Hi-Wire brings us something fun to play with, the State and Congressional District Resource for Well-Being. In an unprecedented alliance for American health transformation, Gallup, Healthways and America's Health Insurance Plans (AHIP) are providing a new national pulse of individual and collective health and well-being, as well as solutions for a healthy America. According to the report, the 19th Congressional District scores a 67.2 overall. The happiest Congressional District is Anna Eshoo's in California's Silicon Valley with a 73.5 rating and the saddest is Hal Roger's coal mining district in Kentucky with a 56.2 rating. Overall, Massachusetts is the happiest state and Mississippi is the saddest.

And now, the News:

  1. Mahopac commuter lot angers residents
  2. Putnam exec vetoes vote to cap landfill
  3. In Staten Island, Harnessing the Wind
  4. America cheers as satirist delivers knockout blow to TV finance gurus
  5. Wall Street is feeling unloved
  6. Enthusiasm runs deep for Hudson's 400th anniversary
  7. Hudson River Panorama
  8. Traffic Exposure May Trigger Heart Attacks


Mahopac commuter lot angers residents

Barbara Livingston Nackman
The Journal News

MAHOPAC - Residents living near a soon-to-be 60-space commuter parking lot at Mt. Hope Road and Route 6 are seeing red rather than ecofriendly green.

They are upset with the county project, saying it is too large and proper notification was not given about the work that has taken down at least 100 trees.

It is part of a nearly $3.4 million effort to increase commuter parking spaces countywide from 116 to 379 spaces in five locations and improve regional air quality.

Controversy about the Mahopac lot has prompted town officials to schedule a public meeting Wednesday night following its regular meeting, which begins at 7 p.m.

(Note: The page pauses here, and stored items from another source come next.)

PR #224, opened 2026-06-26
Path B/B1: emit collections_sanadset.parquet (book_id→collection) for sanadset (#219)

### LINKED ISSUE #219: Path B/B1: emit collections_sanadset.parquet (book_id→collection) for sanadset
## Path B / B1 — emit `collections_sanadset.parquet` (book_id→collection)

**Part of da#202 Path B** (owner decision 2026-06-25 — parse/segment+link, not purge). Meta: noorinalabs-main#723. Investigation: ADR `docs/adr/003-sanadset-orphan-remediation.md` (PR #218).

### Problem
`src/parse/sanadset.py` emits only `hadiths_`, `narrator_mentions_`, `narrators_bio_` parquet — **no `collections_sanadset.parquet`**. Every other parser emits `collections_*`. As a result `_load_collections` (`src/graph/load_nodes.py`) creates zero sanadset Collection nodes, and `_APPEARS_IN_QUERY` (`src/graph/load_edges.py`, a non-creating `MATCH (c:Collection)`) silently drops all 650,986 sanadset APPEARS_IN edges → orphan hadiths.

### Work
`books.csv` is already downloaded and hadiths carry `book_id`. Emit `collections_sanadset.parquet` mapping `book_id`→collection so sanadset hadiths can link via APPEARS_IN. Also register `sanadset` in `composition.py` so admission is explicit, not the unlisted-source load-all default.

### ⚠ Sequencing — BLOCKED-BY B2
Do **NOT** load B1 output to prod standalone. Without **B2** (cross-edition canonical-identity dedup) the sanadset corpus double-counts hadiths already present in the 6 curated books (richer metadata). B1 + B2 ship together.

### Scheduling
Deferred to a future Phase-7 data-quality wave (W3+ per W19 scope). Not in W19.

parametrization:
## Path B / B1 — emit `collections_sanadset.parquet` (book_id → collection)

Closes #219. Part of da#202 Path B (ADR-003); meta noorinalabs-main#723.

### Problem
`src/parse/sanadset.py` emitted only `hadiths_`, `narrator_mentions_`, and
`narrators_bio_` parquet — no `collections_sanadset.parquet`. So
`_load_collections` (`src/graph/load_nodes.py`) created **zero** sanadset
`Collection` nodes, and `_APPEARS_IN_QUERY` (`src/graph/load_edges.py`) — a
**non-creating** `MATCH (c:Collection)` — silently dropped all **650,986**
sanadset `APPEARS_IN` edges (the headline orphan defect, ADR-003).

### What this PR does (B1 — re-link only)
- **Parse `books.csv`** (already acquired alongside `sanadset.csv`) into a
  `book_id → {name_ar, name_en, compiler_name}` mapping via a flexible,
  case-insensitive column matcher (upstream header spelling isn't contractual).
  `books.csv` is now **excluded from the hadith glob** so it's never mis-parsed
  as hadith rows (a latent bug — the prod glob matched it).
- **Per-book collection_name.** With `books.csv` present, each hadith's
  `collection_name` becomes its `book_id`, preserving the corpus's collection
  breadth (the reason Path B was chosen over a purge). Without it, the pre-B1
  per-CSV-stem name is kept (backward compatible).
- **Emit `collections_sanadset.parquet`** — one `Collection` per distinct
  `collection_name`. `collection_id = generate_source_id(corpus, collection_name)`
  is byte-identical to the key `load_edges._load_appears_in` rebuilds from each
  hadith (`f"{corpus}:{collection_name}"`), so `collection_node_id` agrees on
  **both** APPEARS_IN endpoints and the edges load.
- **Explicit composition admission.** Register `sanadset: None` (load-all) in
  `composition.py` so admission is explicit rather than the unlisted-source
  default. The cross-edition dedup that would tighten this to an allowlist is
  **B2/da#220** and is intentionally NOT done here.

### Scope guard
B1 only. No cross-edition dedup (B2/da#220), no narrator re-segmentation
(B3/da#221). Do not load B1 to prod standalone — it ships with B2 (per ADR-003).

### Tests
- New `TestSanadsetCollections`: collections emitted with **and** without
  `books.csv`; book metadata flows onto the `Collection`; and a Neo4j-free
  linkage-contract test asserting every hadith's APPEARS_IN endpoint is covered
  by an emitted `Collection`.
- `tests/integration/test_sanadset_lightup.py`: removed the fabricated
  `write_collections` injection that masked the production gap; it now asserts the
  **real** parser emits `collections_sanadset.parquet` (honesty fix per ADR-003
  step 4 / org memory "test-mock injection masks production failure").
- Regenerated the structural ontology index for the new symbols.

### Local ⇄ CI parity
`ruff format --check`, `ruff check`, `mypy src/` (81 files), full non-integration
`pytest` (928 passed / 7 skipped) and the Docker-gated integration suite all green
locally; pre-commit + pre-push hook sets passed on commit and push.

### Notes for review
- No `collections_sanadset` drift baseline was added to `validate.py`: the real
  book count isn't known a priori, and a guessed baseline would be a false STRICT
  drift gate. Like the other baselines ("calibrated from a full pipeline run"), it
  should be calibrated from the first real run. Hadith/mention row-counts are
  unchanged, so no existing baseline needed updating.

Reviewers: **Kavitha Sundaramurthy** and **Nikolaos Papadopoulos**.


parametrization:
RequestOrReplied: Approved
TechDebt: none

Verified the two-sided key match that broke as the headline orphan defect. The emitted collection_id is generate_source_id("sanadset", collection_name) → "sanadset:<collection_name>", and _load_collections wraps it to col:sanadset:<collection_name>; load_edges._load_appears_in independently rebuilds f"{corpus}:{collection_name}" → the same col:sanadset:<collection_name>. They converge byte-for-byte, so the 650,986 dropped APPEARS_IN edges now match. Also confirmed the new explicit sanadset → None entry in composition.py keeps is_canonical_hadith True, so the Collection nodes survive the canonical-composition gate inside _load_collections (without it they would be filtered out and the edges would still drop).

Per-book breadth holds. With books.csv present each hadith's collection_name becomes its book_id (test proves book_ids 1,1,2 yield distinct sanadset:1 / sanadset:2 Collections, not one bucket), and books.csv is correctly excluded from the hadith glob so the 3-hadith count is unchanged. Without books.csv the fallback collapses to one per-CSV-stem Collection (backward compatible). _parse_books, safe_int, safe_str, read_csv_robust imports all present; name_en non-null guarantee respected.

No new double-count is introduced. Sanadset hadiths already loaded pre-PR under the unlisted-source default, so the explicit None is behaviorally identical and only makes B2/da#220 a one-line change; this PR adds only Collection nodes plus their APPEARS_IN edges, with cross-edition dedup explicitly deferred.

Tests are strong. With and without books.csv are both covered, and the Neo4j-free linkage-contract test rebuilds the exact edge-loader key (collection_node_id over f"{corpus}:{cname}") and asserts every hadith endpoint is covered by an emitted Collection — the precise contract the defect violated. The integration test honesty fix removes the fabricated write_collections injection and now exercises the real parser path. Full statusCheckRollup green including the Neo4j-gated Integration Tests.

parametrization:
RequestOrReplied: Approved
TechDebt: none

Traced the linkage contract on both endpoints and they are byte-identical. The Collection set is derived from the parsed hadith rows (collection_counts keyed on each hadith's collection_name = row_collection), so the node side emits collection_id generate_source_id("sanadset", row_collection) -> col:sanadset:<row_collection> via load_nodes._load_collections collection_node_id, and the edge side rebuilds f"sanadset:{collection_name}" -> col:sanadset:<row_collection> via load_edges._load_appears_in collection_node_id over the same string. Drift is impossible by construction since the collections are generated from the hadiths, not from books.csv. Confirmed the da#191 composition gate admits all sanadset collections: is_canonical_hadith("sanadset", *) returns True because HADITH_COMPOSITION["sanadset"] is None (load-all), so the 650,986 APPEARS_IN edges now resolve their Collection endpoint. name_en is non-null on every path (book meta, Arabic fallback, or deterministic Sanadset-book label).

books.csv glob fix excludes only the exact filename books.csv (case-insensitive), so no legitimate hadith CSV is dropped, and it is consumed as the book->collection mapping via _parse_books. Scope is B1-only: composition adds sanadset None plus comments with no allowlist tightening (B2/da#220) and no narrator re-segmentation (B3/da#221). Test honesty fix is real: the fabricated write_collections injection is removed from test_sanadset_lightup and the test now asserts the real parser emits collections_sanadset.parquet then drives the real node+edge loaders against live neo4j, asserting one sanadset Collection and three APPEARS_IN edges. The omitted collections_sanadset drift baseline is justified and benign: validate.py only runs drift when the baseline key is present, so absence skips drift without disabling schema/required-column checks, and the real book count is calibrate-from-first-run like the other baselines.

Issue #220, opened 2026-06-25
Path B/B2: cross-edition canonical-identity dedup (sanadset vs curated six)


parametrization:
## Path B / B2 — cross-edition canonical-identity dedup (sanadset vs curated six)

**Part of da#202 Path B** (owner decision 2026-06-25). Meta: noorinalabs-main#723. Investigation: ADR `docs/adr/003-sanadset-orphan-remediation.md` (PR #218).

### Problem
The sanadset corpus (650,986 hadiths) overlaps the 6 curated books (thaqalayn, lk, tusi, halimbahae, sunnah, fawaz) already loaded with richer, deduplicated metadata. Emitting sanadset collections (**B1**) without canonical-identity dedup would **double-count** hadiths across sources. This is the never-built "tracked fast-follow" referenced in `composition.py`.

### Work
Build a cross-edition canonical-identity dedup so sanadset hadiths that are the same canonical hadith as a curated-book entry are merged/skipped rather than duplicated. **Prerequisite for safely loading B1.**

### Alignment
Maps to the W3-deferred "dedup/parallels pipeline" item in the W19 scope.

### Scheduling
Deferred to a future Phase-7 data-quality wave (W3+). Not in W19.

parametrization:
Requestor: Fatima Okonkwo
Requestee: Kavitha Sundaramurthy
RequestOrReplied: Request

**Wave 20 Kickoff — Phase 7**

This issue is assigned to you for p7-wave-20.
- Peer reviewer: Alejandra Reyes-Fuentes
- Secondary reviewer: Ivana Horvat
- Branch from: `deployments/phase-7/wave-20`
- Branch naming: `{FirstInitial}.{LastName}/{IIII}-{issue-slug}`
- Priority: tech-debt (per charter § Wave Planning & Priority)

Please begin implementation.

PR #225, opened 2026-06-26
feat(graph): cross-edition canonical-identity dedup for sanadset (da#220, Path B/B2)

parametrization:
## Summary

Implements **da#220 (Path B / B2)** — the cross-edition canonical-identity dedup that was the never-built "tracked fast-follow" referenced in `composition.py`. Builds on B1 (da#219, already merged into this wave branch), which emits `collections_sanadset.parquet` but deliberately deferred dedup to B2.

The sanadset corpus (650,986 hadiths) overlaps the curated spine (`lk` / `halimbahae` / `fawaz`) with richer, deduplicated metadata. Without a cross-edition check, loading sanadset double-counts the canonical books. B2 drops a sanadset hadith at graph-load time when it is the **same canonical tradition** as an already-loaded curated hadith — **curated wins**.

## Design

- **`canonical_matn_identity(matn_ar, matn_en)`** (`src/parse/composition.py`) — deterministic identity from the **normalized matn**, the one signal that survives across editions. (The collection slug does not: sanadset keys collections by numeric `book_id`, curated sources by name, so a literal "collection+number" key never collides between them.) Reuses `normalize_arabic` so spelling variants converge; returns `None` for matns below a 3-token floor (too generic to identify → never deduped, always kept).
- **`CROSS_EDITION_DEDUP_SOURCES = {"sanadset"}`** — sources deduped against the curated spine. The per-source `HADITH_COMPOSITION` map is intentionally **not** tightened: sanadset keeps its full collection breadth (the reason Path B beat a purge). Dedup is **per-hadith**, not per-collection.
- **`_load_hadiths`** (`src/graph/load_nodes.py`) — builds the curated-identity index up front (curated sources only, i.e. "curated wins"), then drops any dedup-source hadith whose identity collides. **Exact** normalized-matn equality only — it never removes a distinct tradition (conservative, irreversible-load-friendly). Sub-exact near-duplicates remain a `PARALLEL_OF` linking concern (`src/resolve/parallels.py`), not a dedup one.

## Tests

- Identity unit tests: same / diacritic-variant / distinct / too-short / empty / English-fallback / Arabic-preferred (`tests/test_parse/test_composition.py`).
- Load-layer tests: curated-wins (no double-count), no-overlap no-op, curated-only-seeds-index (no self-dedup), short-matn-kept (`tests/test_graph/test_load_nodes.py`).
- Full suite: **988 passed, 7 Docker-skipped**. ruff + mypy-strict clean.
- Structural index regenerated; `staleness-check` green. `.hypothesis/` cache gitignored.

## Reviewers
- @ — **Alejandra Reyes-Fuentes** (B1 author — knows the dedup-deferral she left in `composition.py`)
- @ — **Ivana Horvat**

Closes #220


parametrization:
RequestOrReplied: Approved
TechDebt: none

Verified against the artifact at 5f002e3. canonical_matn_identity is deterministic — prefers normalize_arabic(matn_ar) (gated on is_arabic), falls back to lowercased matn_en, returns None below the 3-token floor, and digests a whitespace-collapsed signature via blake2b; the composition unit tests confirm diacritic/hamza/tatweel variants converge to one identity while distinct matns stay distinct, and short/empty matns carry no identity (kept). Curated-wins direction is correct — _build_curated_identity_index seeds from curated sources only (skips is_cross_edition_dedup_source), and _load_hadiths drops a sanadset row only on an EXACT identity hit in that index, so curated is kept and the sanadset twin is dropped; a sanadset row with no curated twin and two same-matn sanadset rows both fall through (no self-dedup). No over-deletion — exact normalized-matn equality only, sub-exact left to PARALLEL_OF; HADITH_COMPOSITION keeps sanadset at None, so collection breadth is preserved and dedup stays per-hadith. Both index build and load path use _effective_matn_ar (matn_ar then full_text_ar) so curated and sanadset are compared on the same basis. Interaction with my B1 is clean — dedup touches only Hadith nodes, the sanadset:None admission and Collection emission are untouched, so Collection nodes survive. Tests cover curated-wins/no-double-count, no-overlap no-op, curated-only-seeds-index, and short-matn-kept. LGTM.

parametrization:
Requestor: Ivana Horvat
RequestOrReplied: Approved
TechDebt: none

Reviewed at HEAD 5f002e3 from the NLP/identity lens, complementary to the second reviewer.

Matn normalization is robust. canonical_matn_identity routes Arabic matn through normalize_arabic (diacritics, alif/hamza/taa-marbuta folding, tatweel strip, whitespace collapse) so the same tradition across editions converges — test_normalization_collapses_spelling_variants exercises exactly that with a diacritized+tatweel copy. The _MIN_IDENTITY_TOKENS=3 floor correctly refuses an identity for bare formulae, so a too-generic short matn is kept rather than falsely merged — the conservative direction for an irreversible load. English fallback (lowercased) only fires when no Arabic char is present, and Arabic is preferred when both exist; both behaviors are tested.

Exact normalized-matn equality is the right scoping. It only ever removes a genuine textual duplicate; sub-exact near-dups are deliberately left to PARALLEL_OF (src.resolve.parallels), not silently dropped. I confirmed the docstring mirror claim against parallels._tokenize — same is_arabic/normalize_arabic/.split() pipeline — so the dedup gate and the parallel detector agree on what the normalized text is (identity uses ordered join, parallels uses a token set, which is the correct distinction).

Determinism holds. The signature is a blake2b digest of the order-preserving join of normalized.split() tokens — no dict/set iteration feeds the signature, and the curated index is only ever membership-tested. Same matn yields the same identity across calls (verified).

Curated-wins direction and seeding are correct. The identity index is seeded only from non-dedup curated rows that pass is_canonical_hadith, both index and load path compute identity on the same _effective_matn_ar basis (matn_ar with full_text_ar fallback), so a sanadset row is compared against the curated edition on equal footing. sanadset never deduplicates against itself (test_cross_edition_dedup_only_curated_seeds_index).

No B3 overlap — B2 drops whole duplicate hadith rows by matn identity and does not touch narrator re-segmentation (da#221). The two-pass build (full corpus scan, 5-column projected read) is a deliberate, documented choice since a dedup-source file may sort before its curated twin; acceptable and not a blocker.

Issue #221, opened 2026-06-25
Path B/B3: narrator re-segmentation for sanadset <NAR> firehose


parametrization:
## Path B / B3 — narrator re-segmentation for the sanadset `<NAR>` firehose

**Part of da#202 Path B** (owner decision 2026-06-25). Meta: noorinalabs-main#723. Investigation: ADR `docs/adr/003-sanadset-orphan-remediation.md` (PR #218).

### Problem
sanadset parsing emits a coarse `narrator_mentions_sanadset` firehose (`src/parse/validate.py` baseline expects ~2,789,517 rows) of `<NAR>`-tagged fragments that pollute the narrator table — raw isnad strings stored as `:Narrator` nodes, vowel-stripped transliterations, fragments like "…that"/"He said". This is also why full-text search surfaces matns as narrator hits (ig#1110) and why STUDIED_UNDER is near-absent (186 edges).

### Work
Narrator re-segmentation R&D: properly segment sanadset isnad chains into canonical narrator nodes + transmission edges instead of coarse `<NAR>` fragments. This is genuine R&D — the pollution is intrinsic to the dataset's coarse tagging.

### Alignment
Relates to the W3-deferred "chain segmentation STUDIED_UNDER" item (narrator→teacher edges); coordinate with the isnad-graph side.

### Scheduling
Deferred to a future Phase-7 data-quality wave (W3+). Not in W19.

parametrization:
Requestor: Fatima Okonkwo
Requestee: Ivana Horvat
RequestOrReplied: Request

**Wave 20 Kickoff — Phase 7**

This issue is assigned to you for p7-wave-20.
- Peer reviewer: Nikolaos Papadopoulos
- Secondary reviewer: Oyunbileg Batbayar
- Branch from: `deployments/phase-7/wave-20`
- Branch naming: `{FirstInitial}.{LastName}/{IIII}-{issue-slug}`
- Priority: tech-debt (per charter § Wave Planning & Priority)

Please begin implementation.

PR #226, opened 2026-06-26
B3(da#221): re-segment + filter sanadset <NAR> narrator firehose

parametrization:
## da#221 — Path B / B3: narrator re-segmentation for the sanadset `<NAR>` firehose

Closes #221. Part of da#202 Path B (ADR-003); meta noorinalabs-main#723.

### Problem
`parse_sanadset` stored every `<NAR>` tag at face value as a narrator mention — a
~2.79M-row coarse firehose that polluted the resolved `Narrator` table with
honorific phrases (`رضي الله عنه`), bare transmission verbs (`قال`/`عن`),
English / vowel-stripped Latin transliteration fragments (`He said`, `that`,
`Malik ibn Anas`), and whole mis-tagged sub-chains. This is also why full-text
search surfaces matns as narrator hits (ig#1110) and `STUDIED_UNDER` is
near-absent (ADR-003).

### Change (B3 only — B2 dedup da#220 out of scope)
- `sanadset._extract_narrator_mentions` now routes every `<NAR>` tag through
  `_segment_nar_content`:
  - **re-segments** a marker-bearing blob into its constituent narrators via the
    shared `narrator_extraction.extract_narrator_mentions` Arabic segmenter,
    **dropping** an un-segmentable chain blob rather than minting it (da#158);
  - **filters** non-narrator pollution via `_is_narrator_like` — Arabic script
    required (drops English / Latin transliteration fragments), no residual
    transmission marker, not a whole honorific phrase, not a bare nasab particle.
- Genuine narrators flow through unchanged; the common single-name tag keeps its
  raw voweled `name_ar`. `position_in_chain` is numbered over emitted mentions so
  it stays gap-free under drops/splits.
- Parse-quality logging gains `raw_nar_tags` / `filtered_nar` / `filtered_nar_pct`
  for pollution-removal observability.
- `validate.py`: recalibrate `narrator_mentions_sanadset` baseline
  **2,789,517 → 1,950,000** (~30% net pollution removal, pending full-run
  confirmation per the da#175 recalibration precedent; the 30% drift tolerance
  absorbs the calibration band). Behaviour is pinned by the new B3 unit tests,
  not the exact prod number (CI has no raw corpus).
- Regenerated the structural ontology index for the touched source.

### Tests
New `TestNarratorResegmentation` (helper + end-to-end): genuine names accepted,
pollution classes rejected, raw voweled form preserved for clean single-name
tags, mis-tagged sub-chain re-segmented, polluted firehose filtered to only
genuine narrators with gap-free positions. Full `test_parse`/`test_utils`/
`test_resolve` suites green (574 passed, 3 skipped); ruff + mypy-strict +
structural-staleness all pass.

### Reviewers
@Nikolaos Papadopoulos and @Oyunbileg Batbayar (QA / data-quality —
narrator-table cleanliness).


parametrization:
Requestor: Oyunbileg Batbayar
Requestee: Ivana Horvat
RequestOrReplied: Approved
TechDebt: none

Verified against PR head 2a12329 with a data-quality lens.

Test rigor — not vacuous. test_polluted_corpus_is_filtered runs the full parse_sanadset over a real firehose-shaped CSV (SANAD/NAR/MATN tags interleaving two genuine narrators with a bare verb, an honorific, an English fragment, and a Latin transliteration) and asserts BOTH that only the two genuine names survive AND that positions stay gap-free [0,1] with NARRATOR_MENTION_SCHEMA intact. test_clean_corpus_mentions_unchanged proves genuine narrators are NOT over-filtered end-to-end. Unit coverage exercises accept, reject, raw-preservation, drop, and sub-chain re-segmentation.

Quality logging — raw_nar_tags, narrator_mentions, filtered_nar and filtered_nar_pct are all emitted in sanadset_parse_quality, giving observable evidence of the firehose drop. Minor, non-blocking: filtered_nar is raw_minus_clean so it can read slightly negative when blob re-segmentation yields more mentions than raw tags; it is an observability metric, not a gate.

Baseline discipline — the recalibrated 1,950,000 is documented as a pending-full-run estimate; behaviour is pinned by the B3 unit tests, not the magic number, which CI never exercises (no raw corpus). The 30% DEFAULT_DRIFT_TOLERANCE_PCT gives a meaningful [1.365M–2.535M] guard band that would still flag a total-over-filter or a no-op filter.

No false drops — the highest-risk path is clean. contains_transmission_marker is word-boundary anchored, so an a-n marker buried in a real name (Maʿn / ʿAnbasa) is not dropped. The 3-char minimum matches the shortest real names (Ali / Umar / Zayd); the structural-particle filter only rejects spans that are entirely particles; the honorific filter is whole-tag-only, so an honorific trailing a real name leaves the name intact (a documented, baseline-improving scope limit, not a regression).

parametrization:
Requestee: Ivana Horvat
RequestOrReplied: Approved
TechDebt: none

Verified against the artifact at HEAD (2a12329).

Segmentation — _segment_nar_content routes a marker-bearing tag through the shared extract_narrator_mentions segmenter and catches IsnadSegmentationError to DROP an un-segmentable chain blob rather than mint it (da#158); a clean single-name tag is kept. position_in_chain is numbered over emitted mentions only, so it stays gap-free under drops/splits. The mis-tagged-subchain test splits محمد بن عبدالله / علي بن أبي طالب and the polluted end-to-end test yields positions [0,1] with no gaps.

Pollution-filter precision — confirmed _is_narrator_like does NOT discard valid Arabic narrators. is_arabic matches on at-least-one Arabic char (not all-Arabic), so genuine names including short ones (علي/عمر/زيد at the 3-char floor) and female muhaddithat names pass; only non-Arabic spans are dropped. contains_transmission_marker is word-boundary anchored (da#155), so عن inside عنبسة and قال inside مقالة do not false-trip. Honorifics are rejected only on a whole-tag normalized-exact match, so an honorific trailing a real name leaves the name intact; the structural-particle reject fires only when every token is a particle, so عبد الله and أم سلمة survive.

Raw voweled name_ar preserved — the clean single-name path returns the raw stripped form unchanged (test asserts مَالِك بن أَنَس preserved while the normalized key strips diacritics); no over-normalization.

Baseline — 2,789,517 to 1,950,000 (~30% removal) is documented as full-run-pending per the da#175 precedent, is absorbed by the 30% drift tolerance, and is not a CI gate (no raw corpus in CI); behaviour is pinned by the new TestNarratorResegmentation unit tests instead. All 7 checks green (Lint, Type Check, Test, Integration, staleness, sync-drift, base-image).

PR #1038, opened 2024-08-07
[snap/backend]: Added announce endpoint.

AnthonyLaw:
## What was the issue?
- Missing endpoint to announce transaction.

## What's the fix?
- Added announce transaction endpoint


Wayonb (approved):
👍🏾

PR #1039, opened 2024-08-09
[faucet/authenticator]: Added profileImageUrl (original dimension).

AnthonyLaw:
## What was the issue?
- The user object doesn't have a Twitter profile URL.

## What's the fix?
- Query original dimension profile images, and added in profileImageUrl properties.


OlegMakarenko (approved):

Wayonb (approved):
Looks good 👍🏾 
What issue is caused by the missing Twitter profile URL?

AnthonyLaw:
> Looks good 👍🏾 What issue is caused by the missing Twitter profile URL?

It is a new request feature, it will be used in XYMPOSIUM website

PR #1054, opened 2024-08-12
[snap/backend]: added sign and implment announce transfer transaction 

AnthonyLaw:
## What was the issue?
- Missing sign transfer transaction

## What's the fix?
- Added sign transfer transaction and announced to network.


Wayonb (changes requested):

Wayonb (approved):
👍🏾

PR #1057, opened 2024-08-14
[snap/backend]: Fix config naming in env

AnthonyLaw:
## What was the issue?
- Missing `NEXT_PUBLIC_` naming in env config

## What's the fix?
- Added `NEXT_PUBLIC_` naming.


Wayonb (approved):
👍🏾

County officials have said the work must continue, but promised to consider changes.

Read More

Putnam exec vetoes vote to cap landfill

Susan Elan
The Journal News

CARMEL - Putnam County Executive Robert Bondi yesterday vetoed the Legislature's decision to choose capping the county's former landfill as the best solution to address a state-ordered cleanup.

Bondi urged legislators to reconsider his recommendation to remove the waste to the former Southeast landfill. The town, also under a state Department of Environmental Conservation order, must cap its 13-acre site on Lower Mine Road and needs fill for the job.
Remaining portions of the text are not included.